> **Description of the task**: Copy nothing from the entries below except the lines from the one containing "MarkLodato: It will" through the one containing "I made it a", and copy those exactly.

Start of Data to examine

PR #750, opened 2023-03-27
SLSA v1: Remove references to expectations from levels.md

### LINKED ISSUE #729: SLSA V1.0 Spec wording - "Higher SLSA build levels provide increased confidence that a package truly came from the correct sources", is 'correct' accurate?
A nit about the wording on https://slsa.dev/spec/v1.0-rc1/levels#build-track

"Higher SLSA build levels provide increased confidence that a package truly came from the **correct** sources, without unauthorized modification or influence."

My question is around the accuracy of the word 'correct', I don't think this makes any claims or improvements as to the 'correctness' of the sources, rather just that the provenance is an accurate representation of the sources. I.e. you can still be importing the wrong thing, SLSA won't help with that but it will accurately describe the wrong thing you're importing

### LINKED ISSUE #735: SLSA V1.0 spec - "Downstream tooling" requirement
In the SLSA V1.0 spec, in L1 of the Build track there is the requirement 

"Downstream tooling automatically verifies that the artifact’s provenance exists and matches the expectation."

((https://slsa.dev/spec/v1.0-rc1/levels#build-l1-provenance))

If this is a requirement for L1 and therefore any subsequent levels, how can we verify that this is occurring and/or do we have to implement it ourselves as a SLSA builder?

MarkLodato:
de5117ad added expectations and verification to the build track in levels.md, but since then we have decided to split that into a separate concept ("Verifying Artifacts"). However, the old language remained in levels.md.

This change addresses those remnants by explaining that the build level is purely about the provenance, but mentioning that the primary purpose is to enable verification and matching against expectations. Hopefully this is the right balance to strike.

Also removes a now-irrelevant TODO.

Fixes #729.
Fixes #735.


MarkLodato:
@khalkie does this address your concerns?

docs/spec/v1.0/levels.md
```diff
@@ -23,7 +23,7 @@ tracks without invalidating previous levels.
 | Track/Level | Requirements | Benefits |
 | ----------- | ------------ | -------- |
 | [Build L0]  | (none)       | (n/a)    |
-| [Build L1]  | Attestation showing that the package was built as expected | Documentation, mistake prevention, inventorying |
+| [Build L1]  | Attestation showing how the package was built | Documentation, mistake prevention, inventorying |
```
khalkie, line 26: Does it still cover mistake prevention?

khalkie:
> @khalkie does this address your concerns?

Yes this makes sense, thanks!

joshuagl (approved):

docs/spec/v1.0/levels.md
```diff
@@ -101,25 +94,25 @@ SLSA---other than tamper protection---without changing their build workflows.
...
-    built, including the canonical source repository and build command.
+-   Software producer follows a consistent build process so that others can form
+    expectations about what a "correct" build looks like.
 
--   On each build, the release process automatically generates and distributes a
-    [provenance attestation] describing how the artifact was *actually* built,
-    including: who built the package (person or system), what process/command
-    was used, and what the input artifacts were.
+-   Build system automatically generates [provenance attestation] describing how
+    the artifact was built, including: who built the package (person or system),
```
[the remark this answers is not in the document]
arewm: The `builder.id` is required by L1, so that should theoretically describe the system which built the artifact.

docs/spec/v1.0/levels.md
```diff
@@ -90,9 +84,8 @@ n/a
 <dl class="as-table">
```
arewm, line 84: I cannot comment higher at the section heading, but I see the provenance heading as confusing.

I understand that `Build L1` only requires provenance to be generated, but the initial reading of the sections feels like it is only a requirement for L1 and not that there are additional provenance requirements for L2/L3.

The summary of each section makes it clearer. Would it be reasonable to remove the content following the `:`, instead adding some subheading with more information?

docs/spec/v1.0/levels.md
```diff
@@ -23,7 +23,7 @@ tracks without invalidating previous levels.
 | Track/Level | Requirements | Benefits |
 | ----------- | ------------ | -------- |
 | [Build L0]  | (none)       | (n/a)    |
-| [Build L1]  | Attestation showing that the package was built as expected | Documentation, mistake prevention, inventorying |
+| [Build L1]  | Attestation showing how the package was built | Documentation, mistake prevention, inventorying |
 | [Build L2]  | Signed attestation, generated by a hosted build service | Reduced attack surface, weak tamper protection |
 | [Build L3]  | Hardened build service | Strong tamper protection |
```
arewm, line 28: Can we qualify tamper protection a little more here?

docs/spec/v1.0/levels.md
```diff
@@ -23,7 +23,7 @@ tracks without invalidating previous levels.
 | Track/Level | Requirements | Benefits |
 | ----------- | ------------ | -------- |
 | [Build L0]  | (none)       | (n/a)    |
-| [Build L1]  | Attestation showing that the package was built as expected | Documentation, mistake prevention, inventorying |
+| [Build L1]  | Attestation showing how the package was built | Documentation, mistake prevention, inventorying |
 | [Build L2]  | Signed attestation, generated by a hosted build service | Reduced attack surface, weak tamper protection |
```
arewm, line 27: Attestation is used in the summary table, but it is `provenance attestation` elsewhere. Which should be the shortened version that is preferred if only using one word? I feel like we just use `provenance` elsewhere instead of just `attestation`.

MarkLodato: Fixed. I filed #758 to do a full pass throughout the spec.

docs/spec/v1.0/levels.md
MarkLodato: Do you mind filing a separate issue for this? It seems unrelated to this PR. I think it's useful to have a short description of each level to stick in the reader's minds, and I had been interpreting this as the difference from the prior level.

docs/spec/v1.0/levels.md
MarkLodato: Let's merge with the comment thread above since you're both getting at the same thing.

docs/spec/v1.0/levels.md
MarkLodato: [joining with the other thread]

> (@khalkie) Does it still cover mistake prevention?
> (@arewm) Can we qualify tamper protection a little more here?

IMO it does *when verified against expectations*. My intention was to present the levels as:
L1 = mistake protections (stop unintentional badness)
L2 = weak tamper protection (stop unmotivated / risk-averse adversaries)
L3 = strong tamper protection (stop motivated adversaries)

Do you think that framing is useful? Is it confusing that it's "when verified against expectations"? Any other ideas on how to frame it that avoids those issues?

docs/spec/v1.0/levels.md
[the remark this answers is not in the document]
MarkLodato: Yeah, implicit in that statement is that at L1, the `builder.id` could be a person since it was built on their workstation. But I think that's more confusing than helpful. Let me think of alternatives...

docs/spec/v1.0/levels.md
arewm: I just created a PR for it. I think that this might be sufficient: https://github.com/slsa-framework/slsa/pull/761

docs/spec/v1.0/levels.md
MarkLodato: What about replacing the current "Benefits" column with the following?

Level | Focus
--- | ---
Build L1 | Mistakes, documentation
Build L2 | Unsophisticated adversaries
Build L3 | Sophisticated adversaries

(I'm not 100% sold, but maybe this spurs further ideas?)

MarkLodato: Good point. What about the following?

| Level | Focus
| --- | ---
| Build L1 | Mistakes, documentation
| Build L2 | Tampering after build
| Build L3 | Tampering during build
| Build L4 | Completeness of provenance

arewm: I think that makes more sense. L4, when it comes, _can_ include reproducibility ... or it can also be included in a L5 as it also has a clear separation.

I also like how it clearly represents what _is not_ in focus in levels based on what _is_ in focus in future levels.

MarkLodato: [cc812c3](https://github.com/slsa-framework/slsa/pull/750/commits/cc812c33a03ec98f8bdb9b22304a38b130e9f23e)

OK to resolve?

docs/spec/v1.0/levels.md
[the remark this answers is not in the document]
MarkLodato: I replaced with "what entity built the package". How does that sound?

docs/spec/v1.0/levels.md
arewm: I am okay with it, yes. Thanks!

docs/spec/v1.0/levels.md
```diff
@@ -90,9 +87,8 @@ n/a
 <dl class="as-table">
 <dt>Summary<dd>
 
-Package has a provenance attestation showing how it was built, and a downstream
-system automatically verifies that packages were built as expected. Prevents
-mistakes but is trivial to bypass or forge.
+Package has a provenance attestation showing how it was built. Can be used to
```
arewm, line 90: L1 just needs provenance, not a provenance attestation.

docs/spec/v1.0/levels.md
```diff
@@ -20,37 +20,34 @@ to recognize progress made in one aspect of security without blocking on an
 unrelated aspect. Tracks also allow the SLSA spec to evolve: we can add more
 tracks without invalidating previous levels.
 
-| Track/Level | Requirements | Benefits |
-| ----------- | ------------ | -------- |
+| Track/Level | Requirements | Focus |
```
arewm, line 23: I am okay with the change up here, but it is inconsistent with the rest of the page as we talk about benefits lower down. If you want to be consistent, we should change it there too.

arewm (changes requested):

docs/spec/v1.0/levels.md
MarkLodato: Done

docs/spec/v1.0/levels.md
MarkLodato: It reads OK to me as-is? I interpret "focus" as a brief summary, while the "benefits" is a full list. The two contents are consistent; just the "focus" is a subset of "benefits.

@olivekl any opinions?

arewm (approved):

docs/spec/v1.0/levels.md
MarkLodato: Got it, thanks! I'll leave it as-is then.

PR #761, opened 2023-03-28
Clarify level differentiation

arewm:
I commented that differentiation between the levels wasn't intuitive in https://github.com/slsa-framework/slsa/pull/750/files#r1150745321. I think that if I just modify it to explicitly state that this is the basic provenance that it becomes clearer.

### DIFF
--- a/docs/spec/v1.0/levels.md
+++ b/docs/spec/v1.0/levels.md
@@ -85,7 +85,7 @@ n/a
 </section>
 <section id="build-l1">
 
-### Build L1: Provenance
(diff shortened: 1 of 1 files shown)


MarkLodato (approved):
:+1: I had the same thought. Let's do it!

MarkLodato:
Oops, I didn't mean to click merge so quickly without waiting for other opinions. Sorry about that. I can't easily roll back without a separate PR, so just comment on here if you disagree and we can easily revert.

PR #763, opened 2023-03-29
Remove obsolete reference to version selector.

MarkLodato:
Also the spec now encompasses both the levels and the formats, so remove that part as well.


lehors (approved):
Good catch.

PR #764, opened 2023-03-29
Provenance v1: raise prominence of extensions + other cleanups

MarkLodato:
- Fix type of `builder.version`
- Sort fields of Builder alphabetically
- Better document extension fields so that it is more prominent
- Remove stale RFC tags
- Update changelog to reflect latest changes.

The main change is to raise the prominence of extension fields so that implementers know that it's an option.

### DIFF
--- a/docs/provenance/v1.md
+++ b/docs/provenance/v1.md
@@ -279,11 +279,6 @@ Guidelines:
     to the build server, record the location in `externalParameters` as a URI
     and record the `uri` and `digest` in `resolvedDependencies`.
 
-> ⚠ **RFC:** We are particularly looking for feedback on this schema from
-> potential implementers. Does this model map cleanly to existing build systems?
-> Is it natural to identify and express the external parameters? Is anything
-> confusing or ambiguous?
-
 ### RunDetails
 
 [RunDetails]: #rundetails
@@ -385,8 +380,6 @@ the case where one signer generates attestations for more than one builder, as
 in the GitHub Actions example above. The field is REQUIRED, even if it is
 implicit from the signer, to aid readability and debugging. It is an object to
 allow additional fields in the future, in case one URI is not sufficient.
-
-> ⚠ **RFC:** Do we need more explicit guidance on how to choose a URI?
 
 > ⚠ **RFC:** Do we want/need to identify the tenant of the build system,
 > separately from the build system itself? If so, a single `id`
--- a/docs/provenance/v1.md
+++ b/docs/provenance/v1.md
@@ -526,10 +526,13 @@ Major refactor to reduce misinterpretation, including a minor change in model.
 -   Altered the model slightly to better align with real-world build systems,
     align with reproducible builds, and make verification easier.
 -   Grouped fields into `buildDefinition` vs `runDetails`.
--   Renamed, with slight changes in semantics:
-    -   `parameters` -> `externalParameters`
-    -   `environment` -> `systemParameters`
-    -   `materials` -> `resolvedDependencies`
+-   Renamed:
+    -   `parameters` -> `externalParameters` (slight change in semantics)
+    -   `environment` -> `systemParameters` (slight change in semantics)
+    -   `materials` -> `resolvedDependencies` (slight change in semantics)
+    -   `buildInvocationId` -> `invocationId`
+    -   `buildStartedOn` -> `startedOn`
+    -   `buildFinishedOn` -> `finishedOn`
 -   Removed:
     -   `configSource`: No longer special-cased. Now represented as
         `externalParameters`  + `resolvedDependencies`.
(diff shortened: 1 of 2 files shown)


docs/provenance/v1.md
```diff
@@ -361,6 +348,11 @@ Dependencies used by the orchestrator that are not run within the workload
 and that do not affect the build, but might affect the provenance generation
 or security guarantees.
 
+<tr id="builder.version"><td><code>version</code>
+<td>map (string→string)<td>
+
+Version numbers of components of the build platform.
```
laurentsimon, line 354: Thoughts on re-using `ArtifactDescriptor` which can record richer information? Or is `version` the only relevant information for the platform components / dependencies? 
Would it a bad idea to add a version field to `ArtifactDescriptor`?

TomHennen: FWIW I'm also curious about this field, it's not clear what the key is supposed to be?

Replacing `version` with some sort of ResourceDescriptor list (as Laurent is suggesting) might be more interesting?  But also would result in less information actually in the provenance or be pretty awkward to express inline.

I could also see how any change like that would be better off in a different PR (since this is just alphabetizing)?

TomHennen (approved):

docs/provenance/v1.md
MarkLodato: The intention is that `version` is just for string values. To record the actual artifacts used by the builder, there is `builderDependencies`.

I think such a change is outside the scope of this PR.

docs/provenance/v1.md
```diff
@@ -433,6 +418,26 @@ The timestamp of when the build completed.
 
 </table>
 
+### Extension fields
+
+[Extension fields]: #extension-fields
```
laurentsimon, line 423: so these fields are not in an "extension" namespace?

docs/provenance/v1.md
```diff
@@ -433,6 +418,26 @@ The timestamp of when the build completed.
...
+
+Implementations MAY add extension fields to any JSON object to describe
```
laurentsimon, line 425: What happens if the next version uses a field that is already used by someone else's extension?

MarkLodato: It will be ambiguous what the author meant. Are you requesting a change in the doc?

laurentsimon: That could help, but I suspect extension are buildType dependent so it should be OK?

docs/provenance/v1.md
laurentsimon: Yes, I find it hard to avoid collisions, in particular if more future versions of SLSA specs may add new fields. That makes it impossible to define extension names that don't collide with future versions. If we at least say that the extension should start with `ext_`, then this would be future-proof. The namespace is another way to do it.

docs/provenance/v1.md
laurentsimon: But also, telling people how to name extensions to avoid collision could be useful. Ideally they would be unique to builderID+buildType, e.g. `builderID_BuildType_NAME` although that would make the fields rather long :(

TomHennen: FWIW I'm imagining doing something like `<product|company name>_fieldName`.  E.g. `gerrit_codeReview`

lumjjb: In the same vein, i also do like what OCI does with using the domains like "com.google.xyz" that way

MarkLodato: PTAL at 3527436, which uses Tom's suggestion of `<vendor>_<name>`. I think that's a good compromise between full collision avoidance and having a concise, easy-to-read name.

I made it a MUST but I'm not confident about that.

Note: We originally suggested using full URLs as the field name to avoid collisions, but that's very verbose and also hard to parse due to the `.`s. A reverse domain name seems unnecessarily complicated to me.

docs/provenance/v1.md
joshuagl, line 354: This is a map of component->version, right? Can we somehow clarify that in the description?
```suggestion
Map of names of components of the build platform to their version.
```

joshuagl (approved):
I like the change to prefix extensions. LGTM, thanks!

docs/provenance/v1.md
laurentsimon: LGTM.

docs/provenance/v1.md
```diff
@@ -435,6 +420,25 @@ The timestamp of when the build completed.
...
+information that is not captured in a standard field. Guidelines:
+
+-   Extension fields MUST use names of the form `<vendor>_<fieldname>`, e.g.
+    `examplebuilder_isCodeReviewed`. This practice avoids field name collisions
+    by namespacing each vendor. Non-extension field names never contain an
+    underscore.
```
lehors, line 433: While this is a reasonable way to provide for what we cannot anticipate it should be noted that this kind of extension mechanism has some inherent flaws. Namely, experience shows that it becomes very difficult to ever change those names. For an example, consider all the x-* HTTP headers. See:

> Custom proprietary headers have historically been used with an X- prefix, but this convention was deprecated in June 2012 because of the inconveniences it caused when nonstandard fields became standard

https://developer.mozilla.org/en-US/docs/Web/HTTP/Headers

MarkLodato: I downgraded this to a SHOULD to give us flexibility in the future, but I do think the convention is useful. Consensus seems to be that we'd prefer to avoid naming collisions, even at the expense of uglier names. In the future if we find this to be a problem, we can always come up with a better system. But the bigger problem seems like naming collisions now than ugly names in the future.

lehors (approved):

PR #770, opened 2023-03-30
Clarify there might be more than the Source track

JanZerebecki:
missing. The future versions page also lists other things, so clarify the wording to also encompass e.g. the Build track.

### DIFF
--- a/docs/spec/v1.0/levels.md
+++ b/docs/spec/v1.0/levels.md
@@ -32,7 +32,7 @@ hermeticity or completness of provenance -->
 
 > Note: The [previous version] of the specification used a single unnamed track,
 > SLSA 1–4. For version 1.0 the Source aspects were removed to focus on the
-> Build track. A Source track may be added in [future versions].
+> Build track. It is currently incomplete, see [future versions].
 
 ## Build track
 


docs/spec/v1.0/levels.md
```diff
@@ -32,7 +32,7 @@ hermeticity or completness of provenance -->
 
 > Note: The [previous version] of the specification used a single unnamed track,
 > SLSA 1–4. For version 1.0 the Source aspects were removed to focus on the
-> Build track. A Source track may be added in [future versions].
+> Build track. It is currently incomplete, see [future versions].
```
kpk47, line 35: I disagree with this change. While we expect SLSA to grow in the future, I don't think it's fair to call the spec incomplete. 

(Also nit: the "it" is ambiguous and could refer to either "Source aspects" or "Build track".)

JanZerebecki: The ambiguity is intentional, see description of the change. However if being less ambiguous is preferable that would work for me, too.

olivekl: Are you trying to say that Source is incomplete, or Build? Grammatically, this sentence means Build is incomplete, not Source. 

If you want to say both, then it should be "they." But I disagree with that statement: the Build track is complete for v1.0. It may be expanded later, but that doesn't mean it's incomplete. I.e., a house that gets a third story added on wasn't incomplete when it was a smaller, finished building.

MarkLodato:
Since there doesn't seem to be consensus on this change, and we have not gotten any other feedback about the confusion, I'll close this PR to keep our list of open PRs clean.

PR #933, opened 2024-01-09
Set the node number into the local job manager.

workingloong:

Set the node number into the local job manager.

The local job manager need to collect the error message from nodes.

No.

UT.


Antlera (approved):
LGTM

PR #936, opened 2024-01-09
Fixed issues due to interface differences between tf1.x and tf2.x

mars1248:
Fixed issues due to interface differences between tf1.x and tf2.x


workingloong (approved):
LGTM

PR #939, opened 2024-01-10
WIP: NPU failure node check

samplise:

Run network check before training on npu.

Only run 1 round to check network to avoid restart training errors

No.

Unit test.


dlrover/python/elastic_agent/torch/training.py
```diff
@@ -110,6 +110,7 @@ class ElasticLaunchConfig(LaunchConfig):
     """
 
     network_check: bool = False
+    quick_check: bool = False
```
workingloong, line 113: `check_round_num: int = 2` maybe better. We can set `check_round_num=1` if we want to quickly check the node health.

merlintang (commented):
what is the difference between check NPU vs N-GPU

PR #943, opened 2024-01-10
Develop CheckpointStorage to support different remote storages.

workingloong:

Develop CheckpointStorage to support different remote storages.

Some storage like DFS/HDFS does not support posix interfaces.

No.

UT.


dlrover/python/common/storage.py
```diff
@@ -0,0 +1,140 @@
...
+
+
+class PosixDiskStorage(CheckpointStorage):
+    def __init__(self):
+        self._latest_path = ""
+
+    def write(self, content, path):
+        dir = os.path.dirname(path)
+        os.makedirs(dir, exist_ok=True)
+        mode = "w"
```
samplise, line 99: It is better to use constants for mode.

workingloong: The Python native modes are also strings referred to https://docs.python.org/3/library/functions.html#open. It

samplise (approved):

PR #973, opened 2024-01-24
Update the pod attributes if they are not None.

workingloong:

Update the pod attributes if they are not None.

Avoid overwriting the pod metadata.

No.

UT.


samplise (approved):
LGTM

PR #974, opened 2024-01-24
The method to get the resume path from the tracker file.

workingloong:

Return None if the tracker file does not have a step value.

An error will happen if the checkpoint directory is invalid.

No.

UT.


samplise (approved):
LGTM

PR #984, opened 2024-01-31
clear used state dict

FKyms:

clear used state_dict

When ckpt saved, the related state_dict can be cleared, or it will take up a lot of memory.
more than this, if not cleared, the duplicated mem will be copied into child process when evaluate

no


workingloong (approved):
LGTM

PR #991, opened 2024-02-01
An argument to enable saving checkpoint at the breakpoint.

workingloong:

An argument to enable saving checkpoint at the breakpoint.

End of Data to examine

> **Answer space**:
MarkLodato: It will be ambiguous what the author meant. Are you requesting a change in the doc?

laurentsimon: That could help, but I suspect extension are buildType dependent so it should be OK?

docs/provenance/v1.md
laurentsimon: Yes, I find it hard to avoid collisions, in particular if more future versions of SLSA specs may add new fields. That makes it impossible to define extension names that don't collide with future versions. If we at least say that the extension should start with `ext_`, then this would be future-proof. The namespace is another way to do it.

docs/provenance/v1.md
laurentsimon: But also, telling people how to name extensions to avoid collision could be useful. Ideally they would be unique to builderID+buildType, e.g. `builderID_BuildType_NAME` although that would make the fields rather long :(

TomHennen: FWIW I'm imagining doing something like `<product|company name>_fieldName`.  E.g. `gerrit_codeReview`

lumjjb: In the same vein, i also do like what OCI does with using the domains like "com.google.xyz" that way

MarkLodato: PTAL at 3527436, which uses Tom's suggestion of `<vendor>_<name>`. I think that's a good compromise between full collision avoidance and having a concise, easy-to-read name.

I made it a MUST but I'm not confident about that.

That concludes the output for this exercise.